- Developer(s): Keith Schuler
- Publisher(s): Apogee Software
- Platform(s): DOS
- Release: 1991
- Genre(s): Puzzle
- Mode(s): Single-player

= Paganitzu =

1991 video game

Paganitzu is a puzzle video game created by Keith Schuler and published by Apogee Software for IBM PC compatibles in 1991. It is the sequel to Chagunitzu. The player controls Alabama "Al" Smith, who works his way through an ancient Aztec pyramid while solving Sokoban-like puzzles.
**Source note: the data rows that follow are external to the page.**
PR #34, opened 2026-06-08
Citation grounding verification for chart-search answers

dkayiwa:
## What

Adds **citation grounding verification**: after the LLM answers a chart-search query and cites records, this checks that each cited record actually *supports* the answer sentence citing it — rather than trusting the LLM's citations blindly. Today the system only validates that a `[N]` marker maps to a real retrieved record; it cannot catch a real record cited for a claim it does not support (e.g. "patient has cancer [5]" where record 5 says a *relative* had cancer).

Both layers are **opt-in and default-off**, so behavior is unchanged unless an admin enables them.

## How

Two tiers, gated by global properties:

- **Tier-1 — semantic overlap** (`chartsearchai.grounding.enabled`): embeds each cited record and the answer sentence(s) that cite it and requires cosine similarity to clear a tunable floor (`chartsearchai.grounding.minCosine`, default `0.40`). Reuses the existing `EmbeddingProvider` + `cosineSimilarity` — no new model, no network.
- **Tier-2 — entailment** (`chartsearchai.grounding.entailment.enabled`): a short yes/no LLM fact-check whose verdict is authoritative, catching subject/polarity flips ("patient has X" vs "mother had X") that cosine cannot. Capped at 16 calls per answer.

The verdict is **annotate-only** (never rewrites prose or drops citations): each `RecordReference` carries a `grounded` value (`true`/`false`/`null`=unverified), surfaced on the REST response and SSE `done` event. `null` must render as "unverified", never "verified".

Reconciled with the reasoning-first response schema: the entailment verdict is read from the structured `answer` field (not the raw reply, whose reasoning routinely contains "no"), and a verbose answer containing **both** YES and NO is treated as undecidable so grounding falls back to Tier-1 rather than guessing.

## Safety / degradation

- Disabled, or any verifier failure (missing text, embedding/LLM error), degrades to a `null` verdict — today's exact behavior. The verifier never throws into the search path.
- GP readers fail safe to defaults when no admin service is available.
- Router cache key now includes the grounding GPs, so toggling grounding busts the cache instead of serving stale verdicts.

## Tests

`CitationGroundingVerifierTest` (Tier-1 on/off-topic, per-sentence, negative-cosine, newline split, Tier-2 override/rescue/cap/degrade), `LlmProviderEntailmentTest` (verdict parsing incl. both-words guard), `PatientChartSerializerTest` (record text reaches the mapping), and `ChartSearchServiceRouterTest` (cache-key segments). All green; `api` and `omod` compile clean.

### DIFF
--- a/api/src/main/java/org/openmrs/module/chartsearchai/ChartSearchAiConstants.java
+++ b/api/src/main/java/org/openmrs/module/chartsearchai/ChartSearchAiConstants.java
@@ -298,13 +298,26 @@ public class ChartSearchAiConstants {
 
 	/**
 	 * Minimum cosine similarity between a cited record's text and the answer
-	 * sentence that cites it for the citation to count as grounded. Tunable
-	 * because the right floor depends on the embedding model. The default is
-	 * deliberately permissive: this Tier-1 check is meant to catch grossly
-	 * off-topic citations (a record about blood pressure cited for a diabetes
-	 * claim), not subtle subject/negation flips ("patient has X" vs "mother had
-	 * X"), which embedding cosine cannot reliably separate and which need an
-	 * entailment/NLI second pass.
+	 * sentence that cites it for the citation to count as grounded. This Tier-1
+	 * check catches grossly off-topic citations (a blood-pressure record cited
+	 * for a diabetes claim), not subtle subject/negation flips ("patient has X"
+	 * vs "mother had X") — those need the Tier-2 entailment pass.
+	 *
+	 * <p><strong>The right floor depends on the embedding model — tune it.</strong>
+	 * The {@link #DEFAULT_GROUNDING_MIN_COSINE} of {@value #DEFAULT_GROUNDING_MIN_COSINE}
+	 * suits a wide-spread model like all-MiniLM-L6-v2 (chartsearchai's own default).
+	 * It is far too low for <em>e5</em> — the model querystore uses, which the
+	 * grounding verifier reuses when {@code chartsearchai.querystore.enabled=true}.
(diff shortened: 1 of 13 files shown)


dkayiwa:
**Verified clean against `main` (through #33).**

`main` has advanced 5 commits since this branch's merge-base (#29–#33, including the "thinking" SSE event and the citation-wiring stub fix), in files this slice also touches (`LlmProvider`, the REST controller, `LlmInferenceService`, the wiring test). I test-merged `main` into this branch and confirmed:

- **Textual merge is clean** — no conflicts.
- **Merged api compiles**, and **96 tests pass together** — grounding (16), entailment (9), `LlmProviderTest` (36, incl. the thinking-stream tests), citation-wiring (2), router cache-key (5), serializer (1), citation eval (27).
- **`searchStreaming` composes correctly:** the merged impl implements both the 4-arg (delegates with a no-op reasoning consumer) and the 5-arg overloads, and grounding is applied on the streaming path either way.
- **SSE channels are orthogonal:** the new `thinking` event is its own channel; this PR's `grounded` verdict rides in the `done` event's references — both present after merge.
- **`extractResponse`** (which `parseEntailmentVerdict` depends on) is unchanged by #29–#33.

No rebase or conflict resolution is needed at merge time.

dkayiwa:
**Paired frontend PR:** openmrs/openmrs-esm-chartsearchai#13 renders the `grounded` verdict this PR adds (green "Verified" / red "Unsupported" chips + a ⚠ on unsupported inline citations).

The two are independent and degrade gracefully on their own: this backend works without the frontend (the field is just unused), and the frontend renders nothing when `grounded` is absent/`null`. Suggested review order: this PR first (defines the `grounded` contract), then #13.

Paganitzu was published in three episodes: "Romancing the Rose", "The Silver Dagger", and "Jewel of the Yucatan". The first was distributed as shareware. In 2015, it was re-released on Steam with Microsoft Windows and macOS support.

==Gameplay==

Part 1

The object of the game is to collect all the keys in a level to unlock the exit and try not to get killed by monsters and traps. The object of the third episode is to reach the statue with the yellow stone. Each episode has 20 levels, but episode 3 has one more playable level and four secret unplayable levels from Chagunitzu. Treasures can be collected for points and special encounters can be found for 500 points each. Touching some of the walls will reveal secret passages. Dirt can be uncovered and rocks can be pushed around. Rocks pushed into water, lava or slime turn the spot into solid terrain. Each episode has different puzzles and enemy tackling.

===Episode 1===
Spiders can be killed by being cloistered in one square, which destroys anything except for walls. If water pipes are destroyed, the water will stop flowing. Certain spots teleport Alabama around the level. One trap Alabama will frequently face is spears that elongate and try to plunge into him. Those traps can be disarmed by hitting something else into their path as they elongate. Once disarmed, they block a certain amount of space. There are also snakes that spit fire horizontally if Alabama crosses their path. To pass them, there must be an item, spider or boulder blocking their view. One unique puzzle requires Alabama to shed some light in a dark level before it can be completed.

===Episode 2===
Enemies in this episode cannot be killed and must be avoided at all costs. Levers in many of the levels can be pulled to switch flame traps on and off. One unique puzzle requires Alabama to pull a set of levers in the correct sequence.

===Episode 3===
Skeleton Lizards are completely harmless enemies that only obstruct Alabama. There are living pods that fire projectiles horizontally and vertically and must be dealt with in the same manner as the snakes. Throughout the levels, Alabama will encounter statues with different functions. A statue with a yellow stone is used to exit to the next level. A statue with green arrows can be passed uni-directionally either horizontally or vertically. A statue with a blue stone is used to invert the arrows of a green statue. A statue with a red stone is used to remove one part of water. One unique puzzle requires Alabama to navigate through a maze of invisible walls.